I am working on a CodeIgniter project that has information stored in the database with extended ascii characters (128-255) and UTF-8 encoding. As most of you know, CodeIgniter is fairly strict on what is allowed in a url (they only allow what SHOULD be permitted per RFC 1738 ;)). Furthermore sunce you can create basically any character by allowing a percent sign (%) in the URL, alowing that was not a viable option for me.
For instance you cannot use “ñ” (n with a tilde) in the URL parameters.
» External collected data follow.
PR #626, opened 2017-02-10
RHBPMS-4584: User can perform process instance specific operations wh…

nmirasch:
…ich was not permitted on BPMS
Check the current user has a granted Role, related with the featureId="wb_process_instances" before enable the button to access to the process instance list form task process context details.


cristianonicolai:
@nmirasch just a reminder to also push it into master if needed.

Replacing it with “n” for the database query will however return a valid match. Problem solved! I can just use Normalizer or iconv, right?
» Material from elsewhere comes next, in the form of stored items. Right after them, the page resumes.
PR #627, opened 2017-02-13
RHBPMS-4583: User can perform process instance specific operations wh…

nmirasch:
…ich was not permitted on BPMS
Added the control of the permission to access to the process instances perspective to enable the link at task context details.

@cristianonicolai  can you take a look? Thanks

### DIFF
--- a/jbpm-wb-human-tasks/jbpm-wb-human-tasks-client/src/main/java/org/jbpm/workbench/ht/client/editors/taskprocesscontext/TaskProcessContextPresenter.java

Unfortunately I do not have access to Normalizer::normalize or iconv on the server in question, so I had to write my own function for the conversion. I HATE hard coding function arguments, but in this case it was required since storing key/value pairs in the database would have been overkill. So here is my function…
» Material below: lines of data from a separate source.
PR #629, opened 2017-02-16
JBPM perspectives id renaming

nmirasch:
@cristianonicolai  can you take a look?


nmirasch:
@cristianonicolai now this commits depends on https://github.com/droolsjbpm/kie-wb-common/issues/688 too because of the renaming of the PerspectiveIds

PR #471, opened 2022-06-09
Jinja Fix Issue #460

jtronge:
This should fix issue #460. I added a new ContainerRuntimeResult class which now includes an `env_code` parameter. I tested this on Darwin.


rstyd (approved):
LGTM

function _normalize($str) { $table = array( chr(128) => 'EUR', chr(129) => ' ', chr(130) => ',', chr(131) => 'f', chr(132) => '"', chr(133) => '...', chr(134) => 't', chr(135) => 'tt', chr(136) => '^', chr(137) => '0/00', chr(138) => 'S', chr(138) => '<', chr(140) => 'OE', chr(141) => ' ', chr(142) => 'Z', chr(143) => ' ', chr(144) => ' ', chr(145) => '\'', chr(146) => '\'', chr(147) => '"', chr(148) => '"', chr(149) => '*', chr(150) => '-', chr(151) => '-', chr(152) => '~', chr(153) => 'TM', chr(154) => 's', chr(155) => '>', chr(156) => 'oe', chr(157) => ' ', chr(158) => 'z', chr(159) => 'Y', chr(160) => ' ', chr(161) => '!', chr(162) => 'c', chr(163) => '#', chr(164) => '$', chr(165) => 'Y', chr(166) => '|', chr(167) => 'S', chr(168) => '..', chr(169) => '(c)', chr(170) => 'a', chr(171) => '<<', chr(172) => '<>', chr(173) => ' ', chr(174) => '(r)', chr(175) => '_', chr(176) => '', chr(177) => '+/-', chr(178) => '(2)', chr(179) => '(3)', chr(180) => '`', chr(181) => 'u', chr(182) => 'P', chr(183) => '*', chr(184) => ',', chr(185) => '(1)', chr(186) => '', chr(187) => '>>', chr(188) => '1/4', chr(189) => '1/2', chr(190) => '3/4', chr(191) => '?', chr(192) => 'A', chr(193) => 'A', chr(194) => 'A', chr(195) => 'A', chr(196) => 'A', chr(197) => 'A', chr(198) => 'AE', chr(199) => 'C', chr(200) => 'E', chr(201) => 'E', chr(202) => 'E', chr(203) => 'E', chr(204) => 'I', chr(205) => 'I', chr(206) => 'I', chr(207) => 'I', chr(208) => 'D', chr(209) => 'N', chr(210) => 'O', chr(211) => 'O', chr(212) => 'O', chr(213) => 'O', chr(214) => 'O', chr(215) => 'x', chr(216) => 'O', chr(217) => 'U', chr(218) => 'U', chr(219) => 'U', chr(220) => 'U', chr(221) => 'Y', chr(222) => 'B', chr(223) => 'S', chr(224) => 'a', chr(225) => 'a', chr(226) => 'a', chr(227) => 'a', chr(228) => 'a', chr(229) => 'a', chr(230) => 'ae', chr(231) => 'c', chr(232) => 'e', chr(233) => 'e', chr(234) => 'e', chr(235) => 'e', chr(236) => 'i', chr(237) => 'i', chr(238) => 'i', chr(239) => 'i', chr(240) => 'o', chr(241) => 'n', chr(242) => 'o', chr(243) => 'o', chr(244) => 'o', chr(245) => 'o', chr(246) => 'o', chr(247) => '/', chr(248) => 'o', chr(249) => 'u', chr(250) => 'u', chr(251) => 'u', chr(252) => 'u', chr(253) => 'y', chr(254) => 'b', chr(255) => 'y' ); return strtr(utf8_decode($str), $table); }
Hope this is what you were looking for.